Jednym z kryteriów diagnostycznych
oceniających patologię nerwu pośrodkowego jest pole jego powierzchni przekroju przy
„wejściu” do kanału nadgarstka oceniane
badaniem ultrasonograficznym. Według
niektórych doniesień pole powierzchni >
10 mm2,, a nawet już > 9mm2 jest jednym
z lepszych pojedynczych kryteriów oceniających patologię nerwu pośrodkowego w
diagnostyce ZCN [11,12].
W związku z publikacjami wskazującymi
na wpływ przetoki AV na patologię nerwu
pośrodkowego, postanowiliśmy ocenić jej
wpływ na pole powierzchni przekroju w/w
nerwu u pacjentów hemodializowanych z
wytworzoną przetoką AV.
Materiał i metody
Badanie wykonano u 30 (15 kobiet i
15 mężczyzn) pacjentów w 4 i 5 stadium
przewlekłej choroby nerek, w wieku 58,7
± 16,2 lat hospitalizowanych w Oddziale
Nefrologicznym WSS im. M. Kopernika.
Spośród tej grupy, 15 pacjentów było leczonych nerkozastępczo, i miało wytworzoną
przetokę tętniczo-żylną zlokalizowaną na
lewym przedramieniu. Grupę kontrolną
stanowiło 15 (9 kobiet, 6 mężczyzn) osób
zdrowych w wieku 62,1 ± 5,4 lat. Wszyscy
pacjenci, zarówno z grupy badanej, jak i
kontrolnej byli praworęczni.
Badanie ultrasonograficzne było wy86
konywane aparatem Toshiba Aplio Mx z
użyciem głowicy liniowej 12 MHz. Aby ograniczyć do minimum ryzyko błędu, wszystkie
badania były wykonane jednym aparatem i
przez jednego lekarza radiologa.
Celem badania była ultrasonograficzna
ocena nerwu pośrodkowego przy wejściu do
kanału nadgarstka na wysokości proksymalnego brzegu troczka zginaczy oraz ocena
mięśni kłębu kciuka. Łącznie zbadano 90
nadgarstków. Oceniano pole powierzchni
przekroju nerwu pośrodkowego, jego ruchomość oraz szerokość mięśni kłębów
kciuków. Niezależnie od wyżej ocenianych
parametrów u wszystkich osób objętych
badaniem wykonywano test Phalena, odwrócony test Phalena oraz test Tinnela.

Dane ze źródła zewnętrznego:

PR #557, opened 2025-10-04
feat: fix list-images-for-pods issues

noahlwest:
* Updates list-images-for-pods to no longer use bitnami charts
Due to bitnami removing all their free charts from docker hub, setup script fails every time; https://github.com/bitnami/charts/issues/35164

### DIFF
--- a/gollm/factory.go
+++ b/gollm/factory.go
@@ -193,19 +193,12 @@ func DefaultIsRetryableError(err error) bool {
 // createCustomHTTPClient returns an *http.Client that optionally skips SSL certificate verification.
 // This is shared by all providers that need custom HTTP transport.
 func createCustomHTTPClient(skipVerify bool) *http.Client {
-	if !skipVerify {
-		httpClient := http.DefaultClient
-		httpClient.Timeout = 60 * time.Second
-		return httpClient
-	}
+	transport := http.DefaultTransport.(*http.Transport).Clone()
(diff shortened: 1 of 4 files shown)


gollm/factory.go
```diff
@@ -193,19 +193,12 @@ func DefaultIsRetryableError(err error) bool {
 // createCustomHTTPClient returns an *http.Client that optionally skips SSL certificate verification.
 // This is shared by all providers that need custom HTTP transport.
 func createCustomHTTPClient(skipVerify bool) *http.Client {
-	if !skipVerify {
-		httpClient := http.DefaultClient
-		httpClient.Timeout = 60 * time.Second
-		return httpClient
-	}
+	transport := http.DefaultTransport.(*http.Transport).Clone()
```
droot: Not sure if you want to get this http client related changes in with the `list-*` task changes. Looks like this is related to http tracing.

The change skips setting `Proxy: http.ProxyFromEnvironment` which will disable honoring the http proxy environment variables (a bug).

droot (changes requested):

droot:
The tasks related changes look good. Good catch.

gollm/factory.go
noahlwest: I got my workspace a bit mixed up when trying to break local changes up into different PRs. I just removed that http change, and will also update it in the PR that intends to make this change.

droot (approved):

W analizie statystycznej obliczono
średnią arytmetyczną z odchyleniem standardowym (X ± SD). Do oceny zgodności
rozkładów wykorzystano test zgodności rozkładów Wilcoxona, natomiast dla zmiennych
powiązanych test rangowanych znaków
Wilcoxona. Korelacje wykazywano przy
pomocy testu korelacji rangowej Spaermana. Różnice pomiędzy ocenianymi grupami
uważano za znamienne statystycznie, jeżeli
p < 0,05.
Wyniki
Wyniki obserwacji przedstawiono w
tabeli I.
Podstawowym parametrem ocenianym
w powyższej obserwacji była powierzchnia
pola przekroju nerwu pośrodkowego na
kończynie z przetoką tętniczo-żylną do hemodializ, dlatego też ten parametr zostanie
omówiony w pierwszej kolejności.
Porównując pola powierzchni lewego i
prawego n. pośrodkowego w obrębie grupy
pacjentów z przetoką AV stwierdzono, że
pole lewego nerwu było nieznacznie większe, niż prawego, odpowiednio 8,4 mm2 i
8,3 mm2, ale ta różnica nie wykazywała znamienności statystycznej. Pole powierzchni
lewego n. pośrodkowego na kończynie z
przetoką AV wyniosło 8,4 mm2, i było minimalnie mniejsze od pola powierzchni u
pacjentów z przewlekła choroba nerek bez
przetoki, które wyniosło 8,5 mm2. Powyższa
różnica nie była znamienna statystycznie.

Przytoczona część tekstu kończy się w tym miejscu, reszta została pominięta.